Once the bolt is removed, the base of the pump requires several taps with a hammer to free it. Lower it straight down until the oil pump’s drive rod clears the engine, and set it aside. A new pump will be going back in its place, but the pickup screen will be removed from the old pump, cleaned and installed on the new pump. There is some masking and painting that still needs to be done, and having the oil pan off yields a little extra room. Replacing the pump at this time would just make masking the bottom end of the engine a bit more difficult, so for the moment that will wait.
At this point it’s never a bad idea to take a look at a connecting rod bearing or two. If there are any issues, it makes sense to discover them now, and think out the options. The #4 connecting rod was currently a low throw on the crankshaft and conveniently located, so its cap was unbolted. To remove it requires some gentle tapping back and forth on each side to free the bond. Carefully work it off the connecting rod studs. With the cap removed, there is a clear view of the lower half of the bearing insert as seen in Photo 137. Sure there is some visible wear on the insert, but nothing that has me running to the parts store. The engine has 225,000 miles on it, so that isn’t surprising, and the crankshaft journal looks fine. That perpendicular line going across the bottom of the insert is a small section of Plastigauge. If you’re not familiar with the product, it’s an inexpensive and accurate method used to measure bearing clearance. It is available in a couple of sizes, so you should know ahead of time the clearance range that’s required for your project. However, most good parts clerks will likely know what you need.
For this engine the connecting rod clearance range is .0013”-.0035”. Remove the insert wiping both it and the bearing cap dry, and then replace the insert in the bearing cap. Also wipe the crankshaft journal dry as well. Place the Plastigauge across the bearing as shown in Photo 137, and carefully slide it onto the connecting rod studs. Progressively torque each stud until the desired torque level has been reached, (in this case 45 foot pounds) as shown in Photo 138. Then loosen the nuts and carefully remove the cap. The crushed Plastigauge is then measured against the paper sleeve that it came in to indicate the clearance as is being done in Photo 139.

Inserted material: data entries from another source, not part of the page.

Issue #81, opened 2020-07-28
Pick returns undefined values for keys not in source object


cilquirm:
Hi Remeda Team,

This is more of a clarification than an actual bug, as i don't know what the expected response is supposed to be.

Right now, if you use `pick` to pull properties from an object:
```javascript
const R = require('remeda')

const obj = { a: 1 , b: 2 } 

R.pick(obj, ['a', 'c'])
> Object {a: 1, c: undefined} 
```

`pick`, in Ramda, effectively ignores that property and does not return it in the resulting object:
```javascript
const R = require('ramda')

const obj = { a: 1 , b: 2 } 

R.pick(obj, ['a', 'c'])
> Object {a: 1 } 
```

Here's a runkit link with the 2 side by side: https://runkit.com/cilquirm/5f205d2827d3e10013e2fb45

Should this be considered a bug?  I think it's a strange side effect to add properties that aren't present in the source object, and it's definitely tripped me up before ( not to mention it doesn't jive with the Ramda analog ).

Happy to open a PR to resolve with tests if you think this makes sense.

TkDodo:
So, trying out your example on type level, I am getting a type error because pick is strictly typed and you can only pick keys that are keyof your object:

![Screenshot 2020-09-23 at 21 25 37](https://user-images.githubusercontent.com/1021430/94059949-75900e00-fde3-11ea-858d-84af8725870f.png)

I am not sure what the stance is here regarding javascript users, or if you put in `any`.

We could see this as a case of `garbage in -> garbage out`, but it also doesn't hurt to provide runtime correctness here. There are also tests that test for `null` or `undefined` input.

Since @lstkz already added the bug label, I think it's faire to assume that a PR is welcome :)

PR #98, opened 2020-10-01
[remeda/remeda#81] Do not return nonexistent source properties from pick

steevsachs:
Test for existence of object property before including it in returned object. 

As part of this PR I upgraded `jest` and `@types/jest` in order to pick up the `toStrictEqual` matcher (since `toEqual` treats `undefined` the same as nonexistent).

I ran all tests and compiled to confirm no adverse impact of the library upgrades.


lstkz:
thanks!

PR #102, opened 2020-10-05
add minBy and maxBy

lstkz:


tomaszzmudzinski:
@lstkz please fix conflict xDDDD

PR #106, opened 2020-11-03
Fix max by tests

santialbo:


lstkz:
thanks, good catch :wink:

If the width of the compressed Plastigauge is larger at one side than the other, this usually indicates a tapered journal. This journal is showing a clearance of .0015”. To possibly be a bit more accurate, the top insert could also be removed, and the entire journal and insert wiped free of oil for the test. Had this been a vehicle of unknown history, considerably more time would be spent checking the bearings and crankshaft journals. For more information about Plastigauge and how to use it, visit www.plastigaugeusa.com.

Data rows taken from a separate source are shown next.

PR #99, opened 2025-04-27
Changes to run_mod output.

sschildhauer:
This pull request is designed to clean up the run_mod output:
- Making the resulting object a tbl. It is also the only output now.
- Making all other pieces attributes including the model parameter inputs and the optional jags.post. 
- Taking out include_subs as an option -- instead including all individuals as a default.

Apologies for putting this all into one pull request -- it felt appropriate given that they are all modifications to the output and it might have been tough to do some without others.


sschildhauer:
I also fixed capitalization in documentation corresponding to issue an issue that was opened.

R/Run_Mod.R
```diff
@@ -127,13 +125,13 @@ run_mod <- function(data,
     # stratification and will only be included if specified. 
     jags_post_final[[i]] <- jags_post
 
-    # Unpacking and cleaning mcmc output.
+    # Unpacking and cleaning MCMC output.
     jags_unpack <- ggmcmc::ggs(jags_post[["mcmc"]])
 
     # Adding attributes
     mod_atts <- attributes(jags_unpack)
     # Only keeping necesarry attributes
```
Kwan-Jenny, line 133:
```suggestion
    # Only keeping necessary attributes
```

R/Run_Mod.R
```diff
@@ -26,31 +26,30 @@
...
-#'   - `y1` = posterior estimate of peak antibody concentration
-#'   - `stratified variable` = the variable used to stratify jags model
-#' - A [list] of `attributes` that summarize the jags inputs, including:
+#' @returns A [dplyr::tbl_df] that contains the posterior
+#' distribution will be exported with the following variables:
+#'   - `iteration` = Number of sampling iterations
+#'   - `chain` = Number of MCMC chains run; between 1 and 4
+#'   - `Parameter` = Parameter being estimated. Includes the following:
+#'     - `alpha` = Posterior estimate of decay rate
+#'     - `r` = Posterior estimate of shape parameter
```
Kwan-Jenny, line 35: This is just to confirm that the 'r' parameter corresponds to 'shape' in the serocalculator package, if I remember correctly.
Do we need to use the same parameter names in both packages?

R/Run_Mod.R
```diff
@@ -169,25 +167,21 @@ run_mod <- function(data,
...
-    )
-  } else { 
-    jags_out <- list(
-      "curve_params" = jags_out,
-      "attributes" = mod_atts
-    )
-  }
+    jags_out <- jags_out |>
+      structure(jags.post = jags_post_final)
+  }
```
Kwan-Jenny, line 185: I noticed that when adding the jags.post attribute, the code uses structure(jags.post = jags_post_final).
I’m wondering if it might be safer to preserve the existing attributes (like nChain, nIterations, etc.) when adding jags.post.
One possible way could be something like:
```suggestion
jags_out <- structure(.Data = jags_out, 
                      .Attributes = c(attributes(jags_out), list(jags.post = jags_post_final)))
```
I’m not 100% sure if it’s necessary here, but it might help avoid accidentally losing important metadata. Just an idea — feel free to ignore if you think the current approach already works fine!

R/Run_Mod.R
sschildhauer: Agreed! Good catch. Changing "r" to shape throughout documentation. It is output as "shape" as well.

R/Run_Mod.R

Installing the Oil pump and Pan
Before bolting on the new oil pump there are a few things to do. First remove the drive rod from the pump if it hasn’t already come loose. The plastic/nylon collar that joins the rod to the pump will be brittle with age, so usually a little sideways wobble is all that’s needed to pop the joining collar in half, and free the rod. Another collar is included with the new pump, but don’t install it just yet. The new pump doesn’t include a pickup screen; you either have to reuse the old one or purchase a new one. This one is perfectly serviceable, only needing to be cleaned. To remove it, secure the old pump in a vise, and while grabbing the pickup with your hands, rotate it back and forth while pulling it away from the pump.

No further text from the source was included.